One of Shanks’ legacies is Neighbor-to-Neighbor, an interfaith group that has been bringing Jews, Christians and Muslims together for celebrations and social activism in Contra Costa County since 2010.

Jews and Christians circled a local mosque to provide support when Muslims were threatened. Christians and Muslims spoke out when Jewish institutions received bomb threats. And members of all three faiths join for Shabbat dinners and an annual picnic.

Terry Clark, an elder at Lafayette-Orinda Presbyterian Church who helped found the group with Shanks, said the rabbi’s work helped members of all three faiths realize “we’ve got an awful lot more in common than we ever felt we did.”

“When something occurs in the community or around the world that impacts people, we come together,” said Clark, who is also president of the Interfaith Council of Contra Costa County. “(Shanks) brings a passion and a real warmth and caring and love for all children of God, and a wonderful way of calmly approaching how we can deal with very difficult issues.”

Maram Bata of the San Ramon Valley Islamic Center said she’ll miss Shanks, then quickly realized the rabbi’s retirement does not mean she’ll stop her volunteer work.

“I probably will see her — she loves interfaith work,” Bata said. “She is very creative. She is wonderful, I really like her ideas and all she has done for the community.”

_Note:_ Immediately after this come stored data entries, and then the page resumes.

PR #608, opened 2020-02-14
use local scale to make autofit in auto gamecapture mode

summeroff:
need https://github.com/stream-labs/obs-studio/pull/174


EddyGharbi (approved):

EddyGharbi:
Will merge once OBS update is in.

PR #846, opened 2021-02-02
Only call volmeters JS cbs if the source is not muted

EddyGharbi:


obs-studio-client/source/callback-manager.cpp
```diff
@@ -184,18 +184,21 @@ void globalCallback::worker()
 			for (auto vol: volmeters) {
 				VolmeterData* data     = new VolmeterData{{}, {}, {}};
 				size_t channels = response[index++].value_union.i32;
+				bool isMuted = response[index++].value_union.i32;
```
florin0x01, line 187: could be worthwhile to check the index if it's covered or not in the `response`

EddyGharbi: Unless I am misunderstanding what you mean, we don't have a good way to do this.

PR #854, opened 2021-02-11
Releases all scenes, sources and scene items during a forced shutdown

EddyGharbi:


obs-studio-server/source/nodeobs_api.cpp
```diff
@@ -1407,6 +1407,32 @@ void OBS_API::destroyOBS_API(void)
...
+			obs_set_output_source(i, nullptr);
+
+		std::vector<obs_source_t*> sources;
+		osn::Source::Manager::GetInstance().for_each([&sources](obs_source_t* source)
+		{
+			sources.push_back(source);
+		});
+
+		for (const auto &source: sources) {
+			if (!strcmp(obs_source_get_id(source), "scene")) {
```
florin0x01, line 1421: check if source is null as well?

florin0x01 (approved):

PR #867, opened 2021-02-25
Add media control functionality

berkon:
Media file control functionality is already available in OBS library. I've added the corresponding bindings to the `osn::Input` class to make it available in Node.

**Usage:**
```
let input = osn.InputFactory.create ( 'ffmpeg_source', 'my-source', { local_file = 'my-video.mp4' } )

let duration = input.getDuration()  // get duration of media file im milliseconds
input.seek = 10000    // set play position to 10 sec
let pos = input.seek  // get play position in milliseconds
input.play()     // play media
input.pause()    // pause media
input.restart()  // restart media when ended
input.stop()     // stop media
```

### DIFF
--- a/obs-studio-client/source/input.cpp
+++ b/obs-studio-client/source/input.cpp
@@ -61,6 +61,7 @@ Napi::Object osn::Input::Init(Napi::Env env, Napi::Object exports) {
 			InstanceAccessor("deinterlaceFieldOrder", &osn::Input::GetDeinterlaceFieldOrder, &osn::Input::SetDeinterlaceFieldOrder),
 			InstanceAccessor("deinterlaceMode", &osn::Input::GetDeinterlaceMode, &osn::Input::SetDeinterlaceMode),
 			InstanceAccessor("filters", &osn::Input::Filters, nullptr),
+			InstanceAccessor("seek", &osn::Input::GetTime, &osn::Input::SetTime),
 
 			InstanceAccessor("configurable", &osn::Input::CallIsConfigurable, nullptr),
 			InstanceAccessor("properties", &osn::Input::CallGetProperties, nullptr),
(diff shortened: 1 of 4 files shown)


EddyGharbi:
Thank you for your contribution, this is very much appreciated! We were in the middle of a big release and I couldn't get to it sooner, sorry about that.

berkon:
No problem @EddyGharbi! I'm happy to hear that it is helpful! :-)

MizunoSakura:
So does this add a pause/play function to Streamlabs OBS or...?

berkon:
> So does this add a pause/play function to Streamlabs OBS or...?

My modification only adds the functionality to the library, but I don't know if the latest version of Streamlabs OBS already makes use of it.

MizunoSakura:
> > So does this add a pause/play function to Streamlabs OBS or...?
> 
> My modification only adds the functionality to the library, but I don't know if the latest version of Streamlabs OBS already makes use of it.

I'm... not exactly sure what the library is, but I can say Streamlabs OBS still doesn't have it. It's the one reason I have to use Gamecaster for certain things which is frustrating as it's not nearly as flexible with capturing things.

berkon:
@MizunoSakura, "libobs" is one of the main libraries of the [OBS](https://obsproject.com) project. **Streamlabs OBS** is different from **OBS** in that it is based on the [Electron ](https://www.electronjs.org) framework and thus programmed in Javascript. In order to be able to use the libobs functionality from the OBS project in Streamlabs OBS as well, a wrapper library is required which makes the C++ functions available to Javascript. This is exactly what this repo "obs-studio-node" is for.

**Long story short:** libobs had the media controls functionality already (and it can be used in OBS), Now I added the bindings to this wrapper library as well. But it is now up to Streamlabs when/if they will also put the media controls into the UI of Streamlabs OBS.

If you need the media controls, why don't you use OBS (I mean not Streamlabs OBS)? OBS has the same (and some more) functionality and usage is very similar to Streamlabs OBS.

MizunoSakura:
Mainly due to all the Streamlabs widgets which are kind of a pain to set up manually ^^; I may look into just downloading regular OBS too though then...

rosendolu:
hi @berkon , i am trying to  implement a  `video player` which needs to be set many videos `video1,video2,video3`  and start play in order. But seems no `end` event or `currentTime`  provided, any other way achieve that

berkon:
@rosendolu, its quite a while that I worked on this topic. But from what you say/ask for, I would say that you could get the length of a video with `input.getDuration()` and then periodically (maybe every second) check with a timer the progress. You can get the current play position with `input.seek`. See my description at the beginning of this thread.

rosendolu:
> @rosendolu, its quite a while that I worked on this topic. But from what you say/ask for, I would say that you could get the length of a video with `input.getDuration()` and then periodically (maybe every second) check with a timer the progress. You can get the current play position with `input.seek`. See my description at the beginning of this thread.

Thank you berkon, i tried this approach. `seek` step to  `40` when the video play end.Can i just use this value as the `toggle next video` trigger. I can't found any clue  about `40` from your code  .By the way `input.play()` not work when video play end, but `input.restart` start from 0, how can i get the `paused` or `playing` state


img_v3_02al_153de08a-2fd2-4eda-b7f6-cc99198e1fcg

Indeed, Shanks plans to continue her interfaith efforts while deciding whether to write that murder mystery for which she has been taking notes over the years. She also plans to enjoy her role as rabbi emerita — a status she’ll share at Temple Isaiah with Graetz and Rabbi Shelley Waldenberg, who was senior rabbi from 1972 to 1991.

Maybe she’ll even join her husband, an Orinda psychiatrist, in the congregation’s choir.

“I’m grateful for the 26 years I’ve had here. My interests, my talents, my offerings to the congregation have been widely and happily accepted. I’ve gotten to pursue my passions and create change,” Shanks said.

“I want to see where God sends me next. I know there will be good work out there for me to do. It might be an extension of something I’ve done, or something new.”

Rob Gloster

Rob Gloster z"l was J.'s senior writer from 2016-2019.